L’affaire des milliers de demandes d’asile restées en rade à l’Office fédéral des migrations scandalise les organisations de défense des réfugiés.
Dans les milieux de défense des migrants, la consternation règne après la découverte de 7000 à 10 000 demandes d’asile d’Irakiens laissées en déshérence dans les ambassades suisses d’Egypte et de Syrie. L’affaire a été révélée mercredi par la cheffe du Département fédéral de justice et police (DFJP), Simonetta Sommaruga, qui a annoncé dans la foulée l’ouverture d’une enquête (notre édition d’hier). Selon la conseillère fédérale, l’Office fédéral des migrations (ODM) a ordonné en 2006 aux ambassades – décision confirmée en 2008 – de ne pas traiter ces dossiers. Avec d’autres pays, la Suisse aurait confié ces requérants au Haut-Commissariat des Nations Unies pour les réfugiés (HCR).
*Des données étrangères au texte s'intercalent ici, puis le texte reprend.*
Issue #3724, opened 2026-08-19
[API][Mobile] Alert acknowledge takes 13-15s because the event publish awaits local handlers in the request path


bdunncompany:
## Summary

`POST /api/v1/mobile/alerts/:id/acknowledge` takes 13–15 seconds on a live deployment. The mobile client's request timeout is 15,000ms, so an acknowledge that **succeeds** server-side can abort client-side and be reported to the user as a failure — inviting a retry of an action that already completed.

## Measurements

From the API log on a self-hosted instance (216 devices, ~7,000 alerts), two consecutive acknowledges from the phone:

```
POST route=/api/v1/mobile/alerts/:id/acknowledge status=200 duration_ms=13361
POST route=/api/v1/mobile/alerts/:id/acknowledge status=200 duration_ms=15163
```

Both returned **200**. For comparison, on the same deployment in the same minutes:

```
GET /api/v1/mobile/alerts/inbox   duration_ms=654 … 1502
GET /api/v1/mobile/devices        duration_ms=134 … 789
```

So reads are sub-second-ish and this one write is 10–20× slower.

## What it is not

I checked the obvious candidates on that deployment before filing:

- **Not the database.** `EXPLAIN ANALYZE` of a PK read on `alerts` reports `Execution Time: 0.369 ms`. There are no non-internal triggers on `alerts`, and the table is small.
- **Not notification/webhook fan-out.** That tenant has **0** webhooks, **0** automations and **0** alert rules.
- **Not Redis.** `redis-cli --latency-history` reports 0–1ms.

## Where the time is spent

The handler awaits the event publish inside the request path, and `publish()` awaits local handlers serially:

- `apps/api/src/routes/mobile.ts` — the acknowledge handler awaits `publishEvent(...)`, then awaits `emitAlertStateFeedback(...)`
- `apps/api/src/services/eventBus.ts` — `publish()` awaits `xadd` + two `publish` calls, then unconditionally awaits `invokeLocalHandlers(event)`
- `invokeLocalHandlers` iterates handlers and `await`s each one in turn

It is neither conditional nor fire-and-forget, so any registered local handler's latency lands in the HTTP response.

The API also reports the symptom itself, repeatedly:

```
withDbAccessContext (scope=system) held a pooled connection in an open
transaction for 15439ms (>= 2000ms) — long enough that it likely did slow
non-DB work (Redis/HTTP/loops) or a slow query inside the context.
```

[...]

PR #3727, opened 2026-08-19
feat(mobile): swipe and multi-select to acknowledge alerts without waiting

bdunncompany:
Acknowledging from the phone was one alert at a time, each blocking on a write measured at **13,361ms and 15,163ms** on a real deployment (both returning 200 — see #3724). Clearing a screen of alerts was minutes of tapping and waiting.

Two ways through, sharing one optimistic path:

- **Swipe** an issue row to acknowledge it (`ReanimatedSwipeable`, `renderRightActions`, `rightThreshold={48}`).
- **Long-press to enter selection mode**, tick rows, acknowledge the batch. The long-press ticks the row you pressed, so the gesture is never a wasted step.

Rows disappear the moment the action starts and the request runs behind them.

## Why not `POST /alerts/bulk`

The obvious implementation — one bulk call for the selection — is wrong here, and this is the part I'd most like checked.

`/alerts/bulk` requires `alerts:write`. Partner Technician and Org Technician are seeded with `alerts:acknowledge` and **not** `alerts:write` (`db/seed.ts`), and `alerts.authz.test.ts` already asserts bulk returns 403 for exactly that case while single acknowledge succeeds. So a bulk implementation would 403 for the people most likely to be triaging from a phone, while working fine for an admin — the worst kind of bug to discover late.

This uses the per-alert **mobile** endpoint the app already uses, with bounded concurrency of **4**. Slower than one request, correct for every role, and the optimistic UI hides the latency either way.

The concurrency cap is deliberate rather than arbitrary: each acknowledge holds a pooled DB connection for its full duration (that is the substance of #3724), so firing a whole selection at once would pile long-lived connections onto the resource already under pressure. Four keeps a 20-alert batch to roughly a minute without acting as a load generator.

If bulk acknowledge were changed to accept `alerts:acknowledge`, this would collapse to a single request and I would happily follow up — the permission asymmetry looks unintentional given single acknowledge is deliberately available to Technicians.

## Honest outcomes

`acknowledgeAlerts` never rejects; it returns which ids landed and which did not, so:

- only the failures are restored
- the toast reports "Acknowledged 5, 2 failed" rather than claiming the full count
- successful ids stay hidden until the refetch completes, so the list cannot flash old rows back

`pendingAcks` **reference-counts** rather than using a set. Two overlapping operations naming the same id must both finish before the row returns — otherwise the first completion un-hides a row whose second request is still in flight.

The selection is **reconciled against currently visible rows** before submitting. Another operator may have acknowledged one, and a stale id would be silently skipped server-side while the UI claimed success.

## Interaction details

- Selection mode disables the swipe gesture: a half-swipe while ticking boxes would fire an action the user did not intend.
- In selection mode a tap toggles instead of navigating.
- The severity dot yields its slot to the checkbox so the control lands in the column the eye already tracks.
- A swipe commits without a confirmation step: acknowledging is reversible from the web UI, and the optimistic restore covers a refusal.

## Verification

Node 22.23.2 (matching `.nvmrc`), the two commands `test-mobile` runs:

```
pnpm test --filter=breeze-mobile   32 files, 335 passed | 3 skipped
pnpm exec tsc --noEmit             exit 0
```

`pendingAcks` is a pure module with direct coverage: optimistic hide/restore, per-id partial restore, reference counting across overlapping operations, non-mutation, selection reconciliation, and the label pluralisation.

Gesture wiring was checked against the installed package rather than assumed — `react-native-gesture-handler@3.1.0` ships `ReanimatedSwipeable`, and `App.tsx` wraps the navigator in `GestureHandlerRootView`, without which the gesture would silently never fire.

## Review history

An adversarial review of the first revision caught the permission problem above — the bulk-endpoint version passed every local test and would have failed only for Technician accounts in production. It also caught the unconditional success toast on a partial result, the set-vs-refcount race, and the stale-selection submission. All four are fixed here.


ToddHebebrand (changes requested):
Nice work on the rollback design — the reference-counted `pendingAcks` and restore-only-`failed` logic are right, and skipping `/alerts/bulk` for the permission mismatch is well argued. One blocker before this goes in.

**Must-fix: the ack request still uses the 15s default timeout, and this PR's own evidence says that isn't enough.**

`acknowledgeAlert` calls `request()` with no timeout override:

```
apps/mobile/src/services/api.ts:488
  export async function acknowledgeAlert(id: string): Promise<Alert> {
    const response = await request<MobileAlertRecord>(`/alerts/${id}/acknowledge`, {
      method: 'POST',
    });
```

so it falls back to `DEFAULT_FETCH_TIMEOUT_MS = 15000` (`fetchWithTimeout.ts:21`). The PR body cites measured writes of **13,361ms and 15,163ms, both returning 200**. The second one is past the client's abort deadline — so on exactly the latency profile that motivated this feature, a *successful* acknowledge aborts client-side, lands in `failed`, rolls back, and tells the operator "Could not acknowledge. Restored." while the server acknowledged it just fine.

That's the inverted-verdict failure mode: the operator believes an alert is unhandled when it is handled. `refresh()` papers over it on the next fetch, but the false toast is the thing users will act on.

What makes this clearly unintentional is that you already built the fix and didn't connect it — the `timeoutMs` parameter added to `request` (`api.ts:201`) and `coreRequest` (`api.ts:287`) is never passed by any caller. Threading it into `acknowledgeAlert` with something comfortably above the observed p99 (≥20s, maybe 30s given 15.1s was a real sample) closes it.

**Two nits, neither blocking:**

- `coreRequest` (`api.ts:284`) is exported but unused — leftover from the bulk-endpoint approach the body says you abandoned. Worth deleting so it doesn't read as a live path.
- There's no `isPending` guard before `onSwipeAcknowledge`/tap fires; you're relying on the row unmounting to prevent a double dispatch. Probably fine in practice since selection mode calls `exitSelection()` before awaiting, but a same-tick double gesture isn't structurally prevented.

Happy to merge once the timeout is wired through.

bdunncompany:
Blocker fixed, and you were right that I'd built the mechanism and not connected it.

**`ACK_TIMEOUT_MS = 30000`, passed by `acknowledgeAlert`.** That's the single choke point the bulk path fans out through, so both routes get it. 30s is ~2x the 15,163ms sample rather than a bare 20s, since 15.1s was a real observation and not a tail estimate.

Two tests pin it — one on the single path, one asserting all three writes in a bulk acknowledge carry the same deadline. **Control run: reverting `acknowledgeAlert` to the no-override form fails both, exit 1**; restoring returns to green. 337 pass (was 335), `tsc` clean.

**Both nits done.** `coreRequest` removed — `git log -S` confirms this PR introduced it, and it had exactly one reference (its own definition) against 15 for a control symbol; `API_CORE_PREFIX` still has live callers at `api.ts:336,369,383`.

**On the double-dispatch guard, my first attempt was wrong and I want to flag it rather than bury it.** I wrote a permanent per-row `dispatchedRef` latch. That breaks the rollback path this PR exists for: a failed acknowledge *restores* the row, and a latch that never resets would leave that restored row un-acknowledgeable by swipe for as long as React kept the instance alive — punishing the user for a failure that already cost them. Replaced with a 600ms window, which collapses the same-tick double you described without ever permanently disabling the gesture. `haptic.tap()` sits inside the guard so feedback only fires on a dispatch that actually happened.

**One thing I want to be straight about: 30s reduces this failure, it does not eliminate it.** A write that completes at 30,163ms, or completes server-side with the response lost, still rolls back an alert that was acknowledged. Making it actually safe needs an idempotent acknowledge plus reconciliation on ambiguous failure — refetch the alert before restoring it rather than trusting the client's verdict. That's a different and larger change than you asked for here, so I haven't smuggled it in; happy to file it separately if you think it's worth having. `refresh()` currently repairs the state, so what survives is the false toast, not corrupt data.

bdunncompany:
**Correcting my last comment — it described a fix that main had already made, and one of your nits would now break the build.** I rebased before pushing and found both.

**The blocker was already fixed on main, by my own other PR.** `ACKNOWLEDGE_TIMEOUT_MS = 45000` landed in #3720 at `29a3bd7d7`, merged **00:05:39Z — 41 seconds after your 00:04:58Z review**. You reviewed against a base that genuinely didn't have it. So my `ACK_TIMEOUT_MS = 30000` was a duplicate of an existing constant, and a weaker one: 45s with your #1105 reference and the server's own `held a pooled connection ... for 15439ms` log is better grounded than my 30s. **I dropped mine and kept main's.**

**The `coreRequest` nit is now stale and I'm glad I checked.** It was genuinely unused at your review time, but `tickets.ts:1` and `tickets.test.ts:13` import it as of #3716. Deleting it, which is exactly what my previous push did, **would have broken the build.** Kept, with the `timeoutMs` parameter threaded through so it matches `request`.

A ce stade, le déroulement des faits et les responsabilités politiques sont encore à définir (lire ci-contre). Mais la violation des procédures d’asile n’en est pas moins évidente, estiment divers organismes d’aide aux réfugiés. «Toute personne a le droit de voir sa demande d’asile traitée dans le cadre d’une procédure équitable», rappelle Denis Graf, de la section suisse d’Amnesty International. «Or ceci n’a pas eu lieu pour des milliers de requérants, nous sommes choqués.»
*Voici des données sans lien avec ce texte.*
PR #3728, opened 2026-08-19
fix(selfhost): stop .env.example shipping a localhost DATABASE_URL_APP

ToddHebebrand:
A self-hoster's from-scratch install dies at first boot. Migrations and role setup succeed, then the API crashes during the initial seed:

```
[auto-migrate] All migrations already applied
[ensure-app-role] breeze_app role ensured (NOSUPERUSER, NOBYPASSRLS)
[auto-migrate] No users found, running initial seed...
[CRITICAL] API startup failed: AggregateError [ECONNREFUSED]
  connect ECONNREFUSED ::1:5432
  connect ECONNREFUSED 127.0.0.1:5432
```

The reporter changed `BREEZE_DOMAIN` to a LAN IP, then to a real hostname, with no effect — `BREEZE_DOMAIN` was never involved. This is not user error.

## Cause

The bundled root `docker-compose.yml` treats the two DB URLs asymmetrically:

- `DATABASE_URL` is **rebuilt** as `...@postgres:5432` inside the api container.
- `DATABASE_URL_APP` is passed through **verbatim** (`${DATABASE_URL_APP:-}`).

`.env.example` shipped an *uncommented*:

```
DATABASE_URL_APP=postgresql://breeze_app:...@localhost:5432/breeze
```

so the documented quickstart — `cp .env.example .env && docker compose up -d` — puts a loopback URL into the api container's unprivileged request pool.

That explains the exact log ordering: `autoMigrate` and `ensureAppRole` use `DATABASE_URL` and reach `@postgres` fine; the **first** use of the request pool is the seed, which dials the api container's own loopback. Every new self-hoster on this path hits it.

## Fix

- **`.env.example`** — comment out `DATABASE_URL_APP`; explain that Compose derives `breeze_app@postgres` from the container's own `DATABASE_URL`. Also noted that the `localhost` in `DATABASE_URL` *is* correct and safe (host-side tooling only), so the next reader doesn't "fix" that one too.
- **Docs (`deploy/environment`)** — the table called `DATABASE_URL_APP` "Preferred", nudging Compose users straight into this. Scoped that to direct/non-Compose deployments and added a caution carrying the failure signature so the error is searchable.

## Guard

This is the same failure `check-guided-setup-db-urls.sh` already existed to prevent — its header literally documents "crash at seed with ECONNREFUSED". It only ever scanned `scripts/guided-setup.sh`, leaving the second and more commonly used path, `.env.example`, unguarded.

Renamed to `scripts/check-selfhost-db-urls.sh` (one CI reference updated) and broadened to both install paths:

1. `guided-setup.sh` — exactly one, empty, `set_env_value` assignment (unchanged).
2. `.env.example` — `DATABASE_URL_APP` must be commented out or empty.
3. `deploy/.env.example` — an explicit value is legitimate for managed Postgres, so it is checked only for loopback hosts.

## Verification

Each new branch was verified to fail on the regression it guards, not just to pass:

```
$ # reinstate the shipped line
$ bash scripts/check-selfhost-db-urls.sh
check-selfhost-db-urls: .env.example sets DATABASE_URL_APP to a non-empty value
(35:DATABASE_URL_APP=postgresql://breeze_app:...@localhost:5432/breeze). ...
exit=1

$ # loopback in deploy/.env.example
check-selfhost-db-urls: deploy/.env.example sets DATABASE_URL_APP to a loopback
host (342:...@127.0.0.1:5432/breeze); ...
exit=1

$ # empty assignment still allowed -> exit=0
```

- All five Lint-job self-host guards pass.
- `shellcheck` clean on the new script.
- Docs build completes (165 pages).

## Note for affected users

Existing broken installs need the line removed from their **already-generated** `.env` — this fix only corrects the template:

```
sed -i 's/^DATABASE_URL_APP=/#DATABASE_URL_APP=/' .env && docker compose up -d api
```

Follows #3717, which fixed the other first-boot blockers on this same path.


bdunncompany:
Heads up before you chase this PR's red check: the `Trivy Filesystem Scan` failure is not yours.

Its only two findings are `CVE-2026-56864` and `CVE-2026-56865` in `golang.org/x/mod v0.38.0` via `agent/go.mod`, and this branch touches no Go files. `pnpm-lock.yaml` scans 0, and your `.env.example` edits produced zero secret findings, so nothing here contributed to it.

`main` is red for the same reason at `10bb1af27`, and #3714 is exactly the `x/mod` `0.38.0 -> 0.40.0` bump that clears it. Every open PR is currently failing this job for the same reason, so it will follow anything branched off current `main`.

Worth knowing while you look at it: no commit caused this. Security Scanning passed on `064d51cf8` (2026-08-17) with the *same* `x/mod v0.38.0` already pinned, and neither #3717 nor #3718 touches `agent/go.mod`. Same `aquasecurity/trivy-action@ed142fd0`, same `trivy-db:2` in both runs. The advisories landed in Trivy's database between the two runs, so there is nothing to bisect and the timing against your two merges is coincidental.

One trap I walked into and backed out of, in case it saves you the same detour: #3714's own checks show `agent/go.mod gomod 0`, which reads like confirmation the bump works. It is not. #3713 leaves `x/mod` at `v0.38.0` and also scanned `0` in a run twelve minutes earlier the same day, because the 2026-08-18 database did not yet carry these advisories. #3714's checks predate the database update and need a rebase before they mean anything.

Details and the full evidence are in my comments on #3714.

«Les faits doivent être établis»
L’Organisation suisse d’aide aux réfugiés (OSAR) est également «consternée». «Parmi ces requérants figuraient certainement des gens ayant besoin d’une protection de la Suisse», relève Adrian Hauser, son porte-parole. «La loi sur l’asile exige que les demandes soient examinées. Il n’y a aucune excuse à ne pas la respecter.»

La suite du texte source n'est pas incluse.